[Saved data entries]
◆ ◆ ◆
PR #283, opened 2024-07-25
feat(parser): move hashbang out of "next" option

3cp:
Hashbang is a finished proposal. https://github.com/tc39/proposals/blob/main/finished-proposals.md

BREAKING CHANGE: hashbang now works without "next" option.

### DIFF
--- a/README.md
+++ b/README.md
@@ -29,10 +29,8 @@
 ## ESNext features
 
 - [Decorators](https://github.com/tc39/proposal-decorators)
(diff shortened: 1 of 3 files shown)


3cp:
I think the "next" option is in now sync with spec. We only have import-attributes and decorators behind "next" right now. Plus json-modules is also supported by import-attributes.

All other stage-3 proposals are not implemented yet, or not for a parser.

fisker (approved):

PR #349, opened 2024-10-28
Fix another issue with octal template strings

ypapouski:
The parser fails to parse an octal string template when the tagged function contains arguments, for example:
```js
tag('a')`'\\00a0'`
```


3cp (approved):
Thx!

3cp:
v6.0.3 is released.

PR #361, opened 2025-01-02
fix(parser): fix lexical analysis on export of async func

### LINKED ISSUE #360: Asynchronous function exports are not working.
When in `module` goal and exporting an async function like so:
```js
export async function hey () {
    // This should work?
}
```
It says: `[3:1]: Cannot export a duplicate name 'hey'`

3cp:
closes #360


src/parser.ts
```diff
@@ -3580,10 +3579,6 @@ function parseExportDeclaration(
           tokenLine,
           tokenColumn
         );
-        if (scope) {
-          key = declaration.id ? declaration.id.name : '';
-          declareUnboundVariable(parser, key);
-        }
```
3cp, line 3586: parseFunctionDeclaration already does declareUnboundVariable. This is same for non-async function export in previous lines.

fisker (approved):

3cp:
Thx!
◆ ◆ ◆
Exercise:
All lines in the records above that contain "parser" are to be reported.

Solution below:
feat(parser): move hashbang out of "next" option
All other stage-3 proposals are not implemented yet, or not for a parser.
The parser fails to parse an octal string template when the tagged function contains arguments, for example:
fix(parser): fix lexical analysis on export of async func
src/parser.ts
-          declareUnboundVariable(parser, key);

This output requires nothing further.